Unlike the NHS, social care provided by local councils is not always free at the point of service and is means-tested.This is leaving thousands of elderly people paying for home visits and care home residency fees. 

Currently, the costs of home visits by carers are capped at £90 a week with plans to increase this to £100 a week by 2021. According to LE Wales the number of people aged over 65 using non-residential care services will rise from 44,000 to 67,000 (53% increase) between 2013 and 2030. 

With more people able to live independently for longer, this is putting increased pressure on community-based care services.  The Government is seeking to increase employment in the sector meaning one of the potential results of a social care levy would be to increase the salary of care workers in order to attract more people into the profession.  

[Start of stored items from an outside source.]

PR #1892, opened 2025-07-10
Pipeline: output: azure blob: style

esmerel:

### DIFF
--- a/pipeline/outputs/azure_blob.md
+++ b/pipeline/outputs/azure_blob.md
@@ -1,55 +1,53 @@
 ---
-description: Official and Microsoft Certified Azure Storage Blob connector
+description: Microsoft certified Azure Storage Blob connector
 ---
 
 # Azure Blob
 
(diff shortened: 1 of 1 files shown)


pipeline/outputs/azure_blob.md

Additionally, the number of older people in residential care is expected to increase from 11,700 to 19,000 between 2013 and 2030 (65% increase). Currently, residents in care homes may be obliged to pay the full amount for their care if they have assets of more than £50,000 (excluding their home if somebody is still residing in the property). 

According to Wales Public Services (WPS) 2025 report: “A delicate balance? Health and Social Care spending in Wales.” While “spending on local authority-organised adult social services has remained broadly flat in real terms in Wales…spending through local authorities on social care for the over 65s is not keeping pace with the growth in the population of older people, as such spending per older person has fallen by over 12% in real terms” between 2009-10 to 2015-16. 

It also stated that despite the total net expenditure since 2010 not declining as drastically as other areas of the UK, the trend of an ageing population in Wales, mixed with the fact that more people are likely to retire and move to Wales than are likely to retire and leave Wales, means that older adult (65+) care spending per capita decreased by 14.4 per cent between 2009-10 to 2016-17. 

While the Welsh social care system is more generous than that England and Northern Ireland, social care in Scotland is free. Mr Gething claims this is thanks to Scotland’s “more generous” budget deal from Westminster and is eager to reform the Welsh service without waiting on decisions from Westminster.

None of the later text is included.